PR #451, opened 2017-08-18
[nextercism] Make the API URL function nicer and more useful

kytrinyx:
This is used in some of the commands (other PRs and branches, some of which I've not submitted).

I had things like this:

```
url := fmt.Sprintf(apiCfg.URL("prepare-track"), id) 
```

Which I think is ugly and annoying. This lets us swap it out with 

```
url := apiCfg.URL("prepare-track", id) 
```

It's a variadic function, and we'll need to pay attention to what types of arguments each url placeholder takes, but we would have had to do that anyway.

### DIFF
--- a/config/api_config.go
+++ b/config/api_config.go
@@ -55,8 +55,9 @@ func (cfg *APIConfig) SetDefaults() {
 }
 
 // URL provides the API URL for a given endpoint key.
-func (cfg *APIConfig) URL(key string) string {
-	return fmt.Sprintf("%s%s", cfg.BaseURL, cfg.Endpoints[key])
+func (cfg *APIConfig) URL(key string, args ...interface{}) string {
+	pattern := fmt.Sprintf("%s%s", cfg.BaseURL, cfg.Endpoints[key])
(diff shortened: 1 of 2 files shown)


config/api_config.go
```diff
@@ -55,8 +55,8 @@ func (cfg *APIConfig) SetDefaults() {
 }
 
 // URL provides the API URL for a given endpoint key.
-func (cfg *APIConfig) URL(key string) string {
-	return fmt.Sprintf("%s%s", cfg.BaseURL, cfg.Endpoints[key])
+func (cfg *APIConfig) URL(key string, args ...interface{}) string {
+	return fmt.Sprintf(fmt.Sprintf("%s%s", cfg.BaseURL, cfg.Endpoints[key]), args...)
```
nywilken: Nice refactor- but the double Sprintf threw me a bit. Maybe split this into two lines?

kytrinyx: Yeah, that works for me.

kytrinyx:
Tweaked. Thanks!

================

## Task to carry out
Go through the records and copy each line with "Endpoints" in it.

## Your response
-	return fmt.Sprintf("%s%s", cfg.BaseURL, cfg.Endpoints[key])
+	pattern := fmt.Sprintf("%s%s", cfg.BaseURL, cfg.Endpoints[key])
-	return fmt.Sprintf("%s%s", cfg.BaseURL, cfg.Endpoints[key])
+	return fmt.Sprintf(fmt.Sprintf("%s%s", cfg.BaseURL, cfg.Endpoints[key]), args...)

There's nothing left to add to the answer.